Sarah Palin and Ronald Reagan appear poles apart in their backgrounds. Before coming to the center stage of national politics, Palin was a small-town mother of five and governor of Alaska, and Reagan, a Hollywood actor and governor of California. But these and other dramatic differences mask surprising similarities, which now appear to merge at the intersection of time and circumstance.
Low bar of expectations. Critics contended that Ronald Reagan was nothing more than a third-rate Hollywood actor, who lacked the intellectual depth and educational training to serve successfully as president. And critics now contend that Sarah Palin lacks adequate experience to be one heartbeat away from the Oval Office. Yet, by jumping high over the bar set for her acceptance speech at the Republican National Convention, Palin has become the "rock star" of conservatism, drawing huge crowds and raising untold campaign cash. Of course, after Senator Barry Goldwater's humiliating defeat in 1964, Reagan surprised his critics by unexpectedly transforming the lost cause of conservatism into a victorious nationwide movement.
Insurgent leadership. Just as Reagan became the leader of a conservative insurgency in the Republican Party that ultimately propelled him into the Oval Office in 1980 so, too, has Sarah Palin led insurgent reform movements to become mayor of Wasilla and governor of Alaska. As a reformer she became the perfect fit for John McCain's image as a maverick challenging Washington's "Beltway establishment."
Surprising ecumenicity. In their rise to power, Palin and Reagan demonstrated political pragmatism by reaching out to both Democrats and Republicans. Reagan appealed to the so-called "Reagan Democrats," primarily conservative Roman Catholics in the North, and also to the Democratic Party's Southern evangelicals. He even converted some Democratic members of Congress to the Republican Party. As a reformer Palin crossed over party lines to lead as mayor and governor. Time and circumstance have now bestowed upon her the Reagan mantle of appealing to those same "Reagan Democrats" and Southern evangelicals, whose votes were vital to Reagan's election then and McCain's election now.
Reserved religiosity. Both Palin and Reagan subscribe to similar religious beliefs, such as trusting Jesus Christ as their personal savior and supporting the Genesis account of creation. But not with great fanfare. Reagan attended the comfortable Bel Air Presbyterian Church in Hollywood, while Palin left the more emotional Assemblies of God Church to attend the more reserved Wasilla Bible Church. Her personal faith, like Ronald Reagan's, appeals to the increasingly large and vital evangelical movement.

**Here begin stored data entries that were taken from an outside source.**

PR #392, opened 2022-11-23
Update gh-pages with a circleci job

jdahm:
## Purpose

Updates the documentation on the `gh-pages` for every merge to `main`.

TODO:
- [x] Check that this works
- [x] Add credentials
- [x] Ensure it only executes on commits on `main`

## Infrastructure changes:

- Adds a new CircleCI job.

### DIFF
--- a/.circleci/config.yml
+++ b/.circleci/config.yml
@@ -495,8 +495,8 @@ jobs:
             rm -rf gh-pages/docs
             mv docs/_build/html gh-pages/docs
             hash=$(git rev-parse --short HEAD)
-            git config user.name "CircleCI"
-            git config user.email "ai2cm@allenai.org"
+            git config --global user.name "CircleCI"
+            git config --global user.email "ai2cm@allenai.org"
             git -C gh-pages commit -a -m "Docs for $hash"
             git -C gh-pages push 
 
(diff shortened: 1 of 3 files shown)


.circleci/config.yml
```diff
@@ -469,6 +469,39 @@ jobs:
...
+            pip install -r requirements_docs.txt -c constraints.txt
+      - run:
+          name: Make docs
+          command: |
+            . venv/bin/activate
+            make docs
+      - run:
+          name: Move into place
+          command: |
+            git clone --branch gh-pages git@github.com:ai2cm/pace.git gh-pages
```
mcgibbon, line 494: Can you merge this plan with the doctest plan? These should only be pushed if doctests pass anyways.

jdahm: As far as I can tell these two plans are doing different things, and should be run at different times, so I'm not sure what commonality there is to merge them. The new plan `push_docs` builds and pushes docs when a PR is merged to `main`, while the `doctest` plan tests that the sphinx docs build and the snippets run without error.

jdahm: Right, this will only run if the `doctest` plan passes, since that is a branch protection requirement.

elynnwu (approved):
lgtm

Instinctive leaders. Like Reagan, Palin is not a "policy wonk." She does not devote herself to the minutiae of public policy details, but rather she leads by instinct, based upon her guiding principles of right and wrong.
When Reagan's advisors tried to prep him for presidential debates through reading thick manuals, he refused. Rather he brought to the debates a set of well-honed conservative principles, which he used as a grid to filter his answers to policy questions. Sarah Palin's early campaign speeches, especially her acceptance speech at the Republican Convention, suggest that she is cut out of the same cloth.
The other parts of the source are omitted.